▸ **Problem details**:
The expected output is every entry that follows, reproduced exactly.

-------- Supplied data --------

PR #6836, opened 2022-11-09
Update installer and docs to node 18.x

joseph-lozano:
This was a pretty straight forward find/replace. Redwood seems to work just fine with node 18, and considering that 18 is the new LTS, Redwood should support it.

Unsure how to test the installer, though I have been running my side project in node 18 just fine.

### DIFF
--- a/.github/workflows/ci.yml
+++ b/.github/workflows/ci.yml
@@ -18,7 +18,7 @@ jobs:
 
       - uses: actions/setup-node@v3
         with:
-          node-version: 16
+          node-version: 18
 
       - run: yarn install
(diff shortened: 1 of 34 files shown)


joseph-lozano:
Looks like the github workflows also need to be updated, as they only run node 14 and 16

jtoar:
@joseph-lozano we're aware that we need to do this. But you don't have to wait for official support: just use Node.js 18—many users do. When it comes to deploy targets, your results may vary. We've updated create redwood app to be upfront about this:

image

If you'd like to help in officially upgrading, we need more eyes on on why the tutorial-e2e CI test doesn't pass on Node.js 18. That's the main blocker.

PR #6871, opened 2022-11-11
fix: print notes straight to stdout

jtoar:
Listr2 doesn't seem to respect empty lines the way Listr did when assigning to `task.title` or `task.output`. which we do during the `setup auth` command's "One more thing..." step.

Since printing notes is always the last step, let's just console log them.

<details>
<summary>Before:</summary>
image
</details>

<details>
<summary>After:</summary>
image
</details>


packages/cli-helpers/src/auth/setupHelpers.ts
```diff
@@ -110,13 +109,17 @@ export const standardAuthHandler = async ({
       addApiPackages(apiPackages),
       installPackages,
       extraTask,
-      notes ? printNotes(notes) : null,
+      notes && {
+        title: 'One more thing...',
+        task: () => {},
```
Tobbe, line 114: So annoying we can't just put the `console.log` in the task :/ 

I'd add a comment here, explaining why we're doing it the way we are (since it's different to other tasks)

```suggestion
        task: () => {
          // Can't console.log the notes here because of
          // https://github.com/cenk1cenk2/listr2/issues/296
          // So we do it after the tasks have all finished instead
        },
```

Tobbe:
I suggested a comment in the code to link this with https://github.com/cenk1cenk2/listr2/issues/296

jtoar:
@Tobbe done!

Tobbe (approved):

PR #9190, opened 2023-09-16
feat(graphql-server): add customFormatError option

matheusAle:
## ✅ What it does

it adds to `createGraphQLHandler` the option `customFormatError` that is used as Yoga's masked errors plugin formater callback


dthyresson:
Hi @matheusAle.

Thanks for this.

Could you show some examples of where you needed to use the custom formatter -- and not just change the default "Something went wrong" message?

Also, we'd like there to be tests -- and your examples of using a custom formatter would be useful to add here to ensure no regressions.

Tobbe:

PR #9191, opened 2023-09-16
RSC: Support 'use client' in 3pp packages

Tobbe:
By configuring `noExternal` for the server side build correctly we now support using npm modules with client side only React components, i.e. components with `'use client'` at the top of the file.

Currently you have to patch vite for this to work. Still waiting for https://github.com/vitejs/vite/pull/13487 to be merged.


Tobbe:
https://github.com/redwoodjs/redwood/assets/30793/43a9e14b-737e-47eb-a86d-b39a66e4298a

PR #9205, opened 2023-09-19
chore: Restore name of terminating Apollo link to httpLink

dthyresson:
See https://github.com/redwoodjs/redwood/pull/9009

In the PR #9009, the type name of the terminating link was changed from `httpLink` to `terminatingLink` because now the final link in Apollo could be a httpLink or the SSELink.

Changing the name could have been a breaking change, but really was unnecessary.

This PR restores the prior name for backward compatibility and so PR #9009 together with this PR can might it into an upcoming patch release.


dac09 (approved):

dac09:
@jtoar note this should go in together with #9009 to prevent making 9009 a breaking change!

PR #9207, opened 2023-09-19
docs: Clarifies the testimonial section of the What is Redwood documentation

jdrbc:
Removing the ellipsis here for clarity!


dthyresson (changes requested):
HI @jdrbc and thanks for the first contribution!

I see exactly what you changed and why -- makes sense and thanks for that.

However, it's really helpful for us to review if there is a title and description that gives us there context for what the PR has and why.

How example instead of `Update what-is-redwood.md ` some thing like `docs: Clarifies the testimonial section of the What is Redwood documentation" and then a description of what was confusing and why and how the change helps to clarify.

Would you mind updating these and then happy to approve?

jdrbc:
@dthyresson done!

dthyresson (approved):
Thanks for making this clearer and more readable. Approved!

PR #9236, opened 2023-09-26
Update routing-params.md

mantzuri:
Add missing type import


jtoar (changes requested):
thanks @mantzuri! i think you missed one more a little later here: https://github.com/redwoodjs/redwood/blob/8304dcd9420d60334a6c23d3fafae4ed1d1b2ea9/docs/docs/tutorial/chapter2/routing-params.md?plain=1#L778

mantzuri:
> thanks @mantzuri! i think you missed one more a little later here:
> 
> https://github.com/redwoodjs/redwood/blob/8304dcd9420d60334a6c23d3fafae4ed1d1b2ea9/docs/docs/tutorial/chapter2/routing-params.md?plain=1#L778

Awesome, good catch, updated

jtoar:
Sorry I didn't process this faster @mantzuri, looks like another fix for this got merged before this one: https://github.com/redwoodjs/redwood/pull/9377. Thanks for taking the time to open this PR!

PR #9238, opened 2023-09-28
Clarify Auth0 Configuration

jdrbc:
"Allowed Web Origins" also needs "http://localhost:8910" as a value for these instructions to work.


dthyresson (approved):
Thanks @jdrbc ! I just looked at one of my older auth0 app setups and indeed I have all three urls set as well. This update definitely clarifies/ corrects it.

Approved!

--------

▸ **Reply**:
PR #6836, opened 2022-11-09
Update installer and docs to node 18.x

joseph-lozano:
This was a pretty straight forward find/replace. Redwood seems to work just fine with node 18, and considering that 18 is the new LTS, Redwood should support it.

Unsure how to test the installer, though I have been running my side project in node 18 just fine.

### DIFF
--- a/.github/workflows/ci.yml
+++ b/.github/workflows/ci.yml
@@ -18,7 +18,7 @@ jobs:
 
       - uses: actions/setup-node@v3
         with:
-          node-version: 16
+          node-version: 18
 
       - run: yarn install
(diff shortened: 1 of 34 files shown)


joseph-lozano:
Looks like the github workflows also need to be updated, as they only run node 14 and 16

jtoar:
@joseph-lozano we're aware that we need to do this. But you don't have to wait for official support: just use Node.js 18—many users do. When it comes to deploy targets, your results may vary. We've updated create redwood app to be upfront about this:

image

If you'd like to help in officially upgrading, we need more eyes on on why the tutorial-e2e CI test doesn't pass on Node.js 18. That's the main blocker.

PR #6871, opened 2022-11-11
fix: print notes straight to stdout

jtoar:
Listr2 doesn't seem to respect empty lines the way Listr did when assigning to `task.title` or `task.output`. which we do during the `setup auth` command's "One more thing..." step.

Since printing notes is always the last step, let's just console log them.

<details>
<summary>Before:</summary>
image
</details>

<details>
<summary>After:</summary>
image
</details>


packages/cli-helpers/src/auth/setupHelpers.ts
```diff
@@ -110,13 +109,17 @@ export const standardAuthHandler = async ({
       addApiPackages(apiPackages),
       installPackages,
       extraTask,
-      notes ? printNotes(notes) : null,
+      notes && {
+        title: 'One more thing...',
+        task: () => {},
```
Tobbe, line 114: So annoying we can't just put the `console.log` in the task :/ 

I'd add a comment here, explaining why we're doing it the way we are (since it's different to other tasks)

```suggestion
        task: () => {
          // Can't console.log the notes here because of
          // https://github.com/cenk1cenk2/listr2/issues/296
          // So we do it after the tasks have all finished instead
        },
```

Tobbe:
I suggested a comment in the code to link this with https://github.com/cenk1cenk2/listr2/issues/296

jtoar:
@Tobbe done!

Tobbe (approved):

PR #9190, opened 2023-09-16
feat(graphql-server): add customFormatError option

matheusAle:
## ✅ What it does

it adds to `createGraphQLHandler` the option `customFormatError` that is used as Yoga's masked errors plugin formater callback


dthyresson:
Hi @matheusAle.

Thanks for this.

Could you show some examples of where you needed to use the custom formatter -- and not just change the default "Something went wrong" message?

Also, we'd like there to be tests -- and your examples of using a custom formatter would be useful to add here to ensure no regressions.

Tobbe:

PR #9191, opened 2023-09-16
RSC: Support 'use client' in 3pp packages

Tobbe:
By configuring `noExternal` for the server side build correctly we now support using npm modules with client side only React components, i.e. components with `'use client'` at the top of the file.

Currently you have to patch vite for this to work. Still waiting for https://github.com/vitejs/vite/pull/13487 to be merged.


Tobbe:
https://github.com/redwoodjs/redwood/assets/30793/43a9e14b-737e-47eb-a86d-b39a66e4298a

PR #9205, opened 2023-09-19
chore: Restore name of terminating Apollo link to httpLink

dthyresson:
See https://github.com/redwoodjs/redwood/pull/9009

In the PR #9009, the type name of the terminating link was changed from `httpLink` to `terminatingLink` because now the final link in Apollo could be a httpLink or the SSELink.

Changing the name could have been a breaking change, but really was unnecessary.

This PR restores the prior name for backward compatibility and so PR #9009 together with this PR can might it into an upcoming patch release.


dac09 (approved):

dac09:
@jtoar note this should go in together with #9009 to prevent making 9009 a breaking change!

PR #9207, opened 2023-09-19
docs: Clarifies the testimonial section of the What is Redwood documentation

jdrbc:
Removing the ellipsis here for clarity!


dthyresson (changes requested):
HI @jdrbc and thanks for the first contribution!

I see exactly what you changed and why -- makes sense and thanks for that.

However, it's really helpful for us to review if there is a title and description that gives us there context for what the PR has and why.

How example instead of `Update what-is-redwood.md ` some thing like `docs: Clarifies the testimonial section of the What is Redwood documentation" and then a description of what was confusing and why and how the change helps to clarify.

Would you mind updating these and then happy to approve?

jdrbc:
@dthyresson done!

dthyresson (approved):
Thanks for making this clearer and more readable. Approved!

PR #9236, opened 2023-09-26
Update routing-params.md

mantzuri:
Add missing type import


jtoar (changes requested):
thanks @mantzuri! i think you missed one more a little later here: https://github.com/redwoodjs/redwood/blob/8304dcd9420d60334a6c23d3fafae4ed1d1b2ea9/docs/docs/tutorial/chapter2/routing-params.md?plain=1#L778

mantzuri:
> thanks @mantzuri! i think you missed one more a little later here:
> 
> https://github.com/redwoodjs/redwood/blob/8304dcd9420d60334a6c23d3fafae4ed1d1b2ea9/docs/docs/tutorial/chapter2/routing-params.md?plain=1#L778

Awesome, good catch, updated

jtoar:
Sorry I didn't process this faster @mantzuri, looks like another fix for this got merged before this one: https://github.com/redwoodjs/redwood/pull/9377. Thanks for taking the time to open this PR!

PR #9238, opened 2023-09-28
Clarify Auth0 Configuration

jdrbc:
"Allowed Web Origins" also needs "http://localhost:8910" as a value for these instructions to work.


dthyresson (approved):
Thanks @jdrbc ! I just looked at one of my older auth0 app setups and indeed I have all three urls set as well. This update definitely clarifies/ corrects it.

Approved!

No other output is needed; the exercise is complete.